**Task prompt**
Go through the listing below and output exactly the line with "self.prepare_propagator(self.step_size)", the line with "# Propagation is", and each line between; omit the rest.

== Segment start ==

PR #2450, opened 2021-10-13
[NF] New tracking Algorithm:  Parallel Transport Tractography (PTT)

baranaydogan:
The goal of this PR is to implements a state-of-the-art tractography algorithm, parallel transport tractography (PTT). PTT is capable of reconstructing geometrically smooth and topographically organized fiber bundles.

More information on this page: https://dmritrekker.github.io/tutorials/tutorial_2.html

**paper:** [aydogan2021](https://ieeexplore.ieee.org/abstract/document/9239977/)  and [aydogan2019](https://www.researchgate.net/publication/336847169_A_novel_fiber-tracking_algorithm_using_parallel_transport_frames)

TODO:
-------
- [ ] Clean a bit the code
- [ ] Add more tests
- [ ] Update DIPY Tracking API to increase the flexibility.
- [ ] add tutorials
- [ ] finalize comparison with the original implementation

PR #2596, opened 2022-05-20
NF - Parallel Transport Tractography (PTT)

gabknight:
The goal of this PR is to implements a state-of-the-art tractography algorithm, parallel transport tractography (PTT). PTT is capable of reconstructing geometrically smooth and topographically organized fiber bundles.

More information on this page: https://dmritrekker.github.io/tutorials/tutorial_2.html

paper: [aydogan2021](https://ieeexplore.ieee.org/abstract/document/9239977/) and [aydogan2019](https://www.researchgate.net/publication/336847169_A_novel_fiber-tracking_algorithm_using_parallel_transport_frames)

Opened following the development in PR #2450

### DIFF
--- a/dipy/direction/ptt_direction_getter.pyx
+++ b/dipy/direction/ptt_direction_getter.pyx
@@ -50,6 +50,8 @@ cdef class PTTDirectionGetter(ProbabilisticDirectionGetter):
     cdef double       probe_step_size
     cdef double[9]    propagator
     cdef double       step_size
+    cdef int          rejection_sampling_max_try
+    cdef int          rejection_sampling_nbr_sample
 
 
     def __init__(self, pmf_gen, max_angle, sphere, pmf_threshold=None,
@@ -110,7 +112,10 @@ cdef class PTTDirectionGetter(ProbabilisticDirectionGetter):
                                             * self.probe_count)
         self.angular_separation = 2.0 * M_PI / float(self.probe_count)
         self.data_support_exponent = data_support_exponent
+
         self.k_small = 0.0001
+        self.rejection_sampling_max_try = 100
+        self.rejection_sampling_nbr_sample = 10 # Adaptively set in Trekker.
 
         ProbabilisticDirectionGetter.__init__(self, pmf_gen, max_angle, sphere,
                                        pmf_threshold, **kwargs)
@@ -333,16 +338,15 @@ cdef class PTTDirectionGetter(ProbabilisticDirectionGetter):
             Returns 0 if the initialization was successful, or
             1 otherwise.
         """
+        cdef double data_support = 0
+        cdef double max_posterior = 0
+        cdef int tries
 
         self.position[0] = seed_point[0]
         self.position[1] = seed_point[1]
         self.position[2] = seed_point[2]
 
-        cdef double data_support = 0
-        cdef double max_posterior = 0
-
-        cdef int tries
-        for tries in range(1000):
+        for tries in range(self.rejection_sampling_nbr_sample):
             self.initialize_candidate(seed_direction)
             data_support = self.calculate_data_support()
             if data_support > max_posterior:
@@ -353,7 +357,7 @@ cdef class PTTDirectionGetter(ProbabilisticDirectionGetter):
 
         # Initialization is successful if a suitable candidate can be sampled
         # within the trial limit
-        for tries in range(1000):
+        for tries in range(self.rejection_sampling_max_try):
             self.initialize_candidate(seed_direction)
             if (random() * max_posterior <= self.calculate_data_support()):
                 self.last_val = self.last_val_cand
@@ -377,7 +381,7 @@ cdef class PTTDirectionGetter(ProbabilisticDirectionGetter):
         cdef double max_posterior = 0
         cdef double data_support = 0
         cdef double[3] tangent
-        cdef int tries = 0
+        cdef int tries
 
         self.prepare_propagator(self.step_size)
 
@@ -401,8 +405,7 @@ cdef class PTTDirectionGetter(ProbabilisticDirectionGetter):
         self.frame[0][1] = tangent[1]
         self.frame[0][2] = tangent[2]
 
-        # This is adaptively set in Trekker.
-        for tries in range(20):
+        for tries in range(self.rejection_sampling_nbr_sample):
             self.k1, self.k2 = random_point_within_circle(self.max_curvature)
             data_support = self.calculate_data_support()
             if data_support > max_posterior:
@@ -413,7 +416,7 @@ cdef class PTTDirectionGetter(ProbabilisticDirectionGetter):
 
         # Propagation is successful if a suitable candidate can be sampled
         # within the trial limit
-        for tries in range(1000):
+        for tries in range(self.rejection_sampling_max_try):
             self.k1, self.k2 = random_point_within_circle(self.max_curvature)
             if random() * max_posterior <= self.calculate_data_support():
                 self.last_val = self.last_val_cand
--- a/dipy/direction/ptt_direction_getter.pyx
+++ b/dipy/direction/ptt_direction_getter.pyx
@@ -5,12 +5,14 @@
 """
 Implementation of parallel transport tractography (PTT).
 """
-
-import numpy as np
 cimport numpy as cnp
+from libc.math cimport M_PI, pow, sin, cos
 
-from dipy.direction.probabilistic_direction_getter cimport ProbabilisticDirectionGetter
-from dipy.utils.fast_numpy cimport (copy_point, random, norm, normalize, cross)
+from dipy.direction.probabilistic_direction_getter cimport \
+        ProbabilisticDirectionGetter
+from dipy.utils.fast_numpy cimport (copy_point, cross, norm, normalize, random,
+                                    random_vector, random_perpendicular_vector,
+                                    random_point_within_circle)
 from dipy.tracking.stopping_criterion cimport (StreamlineStatus,
                                                StoppingCriterion,
                                                TRACKPOINT,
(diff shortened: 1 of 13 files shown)


gabknight:
@skoudoro @baranaydogan The PR is ready for review :). The performance is suboptimal, especially regarding the rejection sampling algorithm. It is approximatively 100x slower than probabilistic tracking with the default parameters. We should target improving that in a future PR.

My tests show better connectivity results on a basic setup on disco phantom when using ptt (r=0.88) compared to prob (r=0.84) or det (r=0.84).

gabknight:
`PTTDirectionGetter` can be used in `ParticleFilteringTracking`, but the results would be ideoverride `PTTDG.get_direction(point, direction)` to return a PTT-sampled propagation direction.ntical to using `ProbabilisticDirectionGetter` as input, i.e. it doesn't use the DirectionGetter.generate_streamline(.) to propagate the streamlines. We would need to override `PTTDG.get_direction(point, direction)` to return a PTT-sampled propagation direction.

dipy/direction/ptt_direction_getter.pyx
```diff
@@ -0,0 +1,472 @@
...
+
+         """
+        if probe_length <= 0:
+            raise ValueError("probe_length must be greater than 0.")
+        if probe_radius < 0:
+            raise ValueError("probe_radius must be greater or equal to 0.")
+        if probe_quality < 2:
+            raise ValueError("probe_quality must be greater than 2.")
+        if probe_count < 1:
+            raise ValueError("probe_count must be greater than 1.")
```
skoudoro, line 101: `greater or equal` since default value is 1.

dipy/direction/ptt_direction_getter.pyx
```diff
@@ -0,0 +1,472 @@
...
+            probe (minimum=2).
+        probe_count : integer
+            The number of probes. This parameter sets the number of parallel
+            lines used to model the cylinder (minimum=1).
+        data_support_exponent : double
+            Data support to the power dataSupportExponent is used for
+            rejection sampling.
+
+         """
+        if probe_length <= 0:
```
skoudoro, line 94: can it be 0 really ?

dipy/direction/ptt_direction_getter.pyx
```diff
@@ -0,0 +1,472 @@
...
+
+        self.position[0] = seed_point[0]
+        self.position[1] = seed_point[1]
+        self.position[2] = seed_point[2]
+
+        cdef double data_support = 0
+        cdef double max_posterior = 0
+
+        cdef int tries
+        for tries in range(1000):
```
skoudoro, line 345: 1000 could be a variable if we want to reduces tries number. 

Also, the loop is never break. Does it means that it will do the 1000 tries even if max_posterior is good ?

dipy/direction/ptt_direction_getter.pyx
```diff
@@ -0,0 +1,472 @@
...
+        self.frame[0][0] = tangent[0]
+        self.frame[0][1] = tangent[1]
+        self.frame[0][2] = tangent[2]
+
+        # This is adaptively set in Trekker.
+        for tries in range(20):
+            self.k1, self.k2 = random_point_within_circle(self.max_curvature)
+            data_support = self.calculate_data_support()
+            if data_support > max_posterior:
+                max_posterior = data_support
```
skoudoro, line 409: same questions as above

skoudoro (commented):
Overall it looks good , thanks @gabknight!  

For sure, we will have to optimise this version but this is a good first version! thanks !

dipy/direction/ptt_direction_getter.pyx
gabknight: Thanks. I added the variable. It should have been 20, as in the `propagate(.)` function. The loop never breaks because it is estimating the maximum likelihood for the rejection sampling algorithm.

dipy/direction/ptt_direction_getter.pyx
gabknight: I added the variable and reduced the value to 10, which almost 2X the speed of PTT. In my tests, the results are not different. We need optimizing this in a future PR.

dipy/direction/ptt_direction_getter.pyx
gabknight: `< 1` is ok here, as if `True` it triggers the `ValueError`. Should I write the test as `if not probe_count >= 1` ?

dipy/direction/ptt_direction_getter.pyx
gabknight: It cannot be, and will trigger the `ValueError`. Similarly, maybe it would be clearer to have `if not probe_lenght > 0`. What do you think?

skoudoro: yes, it would be clearer

dipy/direction/ptt_direction_getter.pyx
skoudoro: no, sorry for the confusion, it is good

gabknight: thanks, fixed.

skoudoro (approved):
All good from my side. A good first version.

Of course, it needs to be optimized. but we can do it in a new PR. Thanks @gabknight for this work !

@baranaydogan Can you test it from your side ???   

Any additional comments ?  I will go ahead and merge it tomorrow morning if no additional comment

dipy/direction/ptt_direction_getter.pyx
```diff
@@ -0,0 +1,472 @@
...
+    cdef double       probe_radius
+    cdef double       probe_step_size
+    cdef double[9]    propagator
+    cdef double       step_size
+
+
+    def __init__(self, pmf_gen, max_angle, sphere, pmf_threshold=None,
+                 double probe_length=0.5, double probe_radius=0,
+                 int probe_quality=3, int probe_count=1,
+                 double data_support_exponent=1, **kwargs):
```
baranaydogan, line 60: Because the default values are slightly different in Trekker, the results will not be the same, which is of course OK. But this might be good to mention in the documentation later on. (For example, probe_length's default value 0.25 x voxelSize in Trekker.)

dipy/direction/ptt_direction_getter.pyx
baranaydogan: This loop estimates the max_posterior. The estimation is done by picking the maximum data_support among 1000 random trials. So all 1000 trials are used that is why the loop should not break. Here, 1000 is quite an arbitrary choice. In my opinion, this should be sufficient but we have not thoroughly investigated this. 20 on the other hand sounds very small in my opinion, it is quite likely that the max_posterior will be underestimated in that case. Maybe, for now we can stick to a high value, like 1000, to be on the safe side.

baranaydogan: 20 might be sufficient during propagation though, because the tangent is fixed. But at the initialization, the tangent is also most of the times not fixed. So if it is the case that there is an initial direction, then 20 can be used instead of 1000.

dipy/direction/ptt_direction_getter.pyx
baranaydogan: If speed is a big concern 10 will work too, although in that case max_posterior will be underestimated quite often.

doc/examples/tracking_ptt.py
```diff
@@ -0,0 +1,101 @@
...
+Start the local tractography using PTT direction getter.
+"""
+
+sphere = get_sphere(name='repulsion724')
+fod = csd_fit.odf(sphere)
+pmf = fod.clip(min=0)
+ptt_dg = PTTDirectionGetter.from_pmf(pmf, max_angle=15, probe_length=0.5,
+                                     sphere=sphere)
+
+# Parallele Transport Tractography
```
baranaydogan, line 69: Parallel

dipy/direction/ptt_direction_getter.pyx
skoudoro: Can you address this @gabknight ? thank you

doc/examples/tracking_ptt.py
skoudoro: good catch

baranaydogan:
This looks great! I went through the code, all seems fine to me. Next, I will run some tests.

dipy/direction/ptt_direction_getter.pyx
gabknight: Thanks for the clarification @baranaydogan. The rejection sampling is suboptimally implemented now and can be improved. I set the `tries` to 20 (now 10) into the initialization loop, as in the dipy implementation the initial tangent is always set to one of the peaks at the seed location. This is also the case for probabilistic DG. This is something to generalize in a future the tracking module overhaul.

dipy/direction/ptt_direction_getter.pyx
gabknight: ok. Currently, tries for suitable propagation direction is set to 10. The max posterior estimation is set to 100 samples.

dipy/direction/ptt_direction_getter.pyx
gabknight: Ok thanks. I clarified this in the doc.

gabknight:
I noticed the tracking was performed in voxel unit, while the input parameter were given in mm. I made the appropriate changes to track in mm. @skoudoro can you have a look at commit 555064f.

dipy/direction/ptt_direction_getter.pyx
baranaydogan: Things differ in that case of course. This is good know. Thank you for the information.

Garyfallidis:
Great start @gabknight ! The tutorial needs more explanation. And it seem there are multiple trivial tricks to apply to make the PTT implementation faster. But for now this is great! Let's all start using it and start providing feedback for improvements.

== Segment end ==

**Final answer**
         self.prepare_propagator(self.step_size)
 
@@ -401,8 +405,7 @@ cdef class PTTDirectionGetter(ProbabilisticDirectionGetter):
         self.frame[0][1] = tangent[1]
         self.frame[0][2] = tangent[2]
 
-        # This is adaptively set in Trekker.
-        for tries in range(20):
+        for tries in range(self.rejection_sampling_nbr_sample):
             self.k1, self.k2 = random_point_within_circle(self.max_curvature)
             data_support = self.calculate_data_support()
             if data_support > max_posterior:
@@ -413,7 +416,7 @@ cdef class PTTDirectionGetter(ProbabilisticDirectionGetter):
 
         # Propagation is successful if a suitable candidate can be sampled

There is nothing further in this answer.